Silk and wool protein micro-particle reinforced crystalline polylactic acid bio-composites with improved cell interaction for targeted biomedical applications

Silk fibroin and wool keratin are easily available biocompatible structural protein fibers with cell adhesion properties. Bottom-up approaches to convert silk and wool fibers to biomaterials of different forms require harsh chemicals and result in materials with poor mechanical properties. In this work, microparticles were prepared from wool and three types of silk fibers by a top-down approach, which is scalable and requires less processing as compared to other bottom up approaches. The fabricated microparticles (5 wt %) were added during melt extrusion of poly(lactic acid) [PLA] to create hybrid biocomposites. Thermal stability of these protein particles in retaining the native structure present in fibers, particularly in silk varieties containing poly-alanine [poly(Ala)] domains, allowed their inclusion in melt-based processing without thermal degradation.
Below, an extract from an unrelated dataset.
PR #4545, opened 2026-09-16
fix(quota): make an unreconcilable action selection self-diagnosing

huangruiteng:
## Problem

When a guard is bound with `--todo-id` and that selection cannot be reconciled with the current projection, the preflight raised a bare `RuntimeError`. The CLI turned it into:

The influence of protein microparticles of different amino acid compositions of silk and wool on molecular weight, crystal growth, microstructure, and mechanical, thermal, hydrophilic, and cell compatibility of PLA was investigated. Crystal density of PLA was increased up to 4.5 times and % crystallinity was increased up to 2 times on the addition of the particle fillers. Silk-containing amino acid repeats of poly(Ala) domains were found to be more effective fillers and had good interfacial adhesion with PLA, while the interaction between PLA and wool was poor. Silk fillers produced more hydrophilic biocomposites and supported higher activity of UMR 106 cells in comparison to neat PLA. PLA is gaining increasing attention from the research community and the biomedical industries as a potential alternate to metal implants in bone fixation devices. The study demonstrates that silk particles, particularly those with a poly(Ala) sequence, amplify the acceptability of PLA biocomposites as advanced biodegradable composites for targeted biomedical applications such as bone-fixation devices.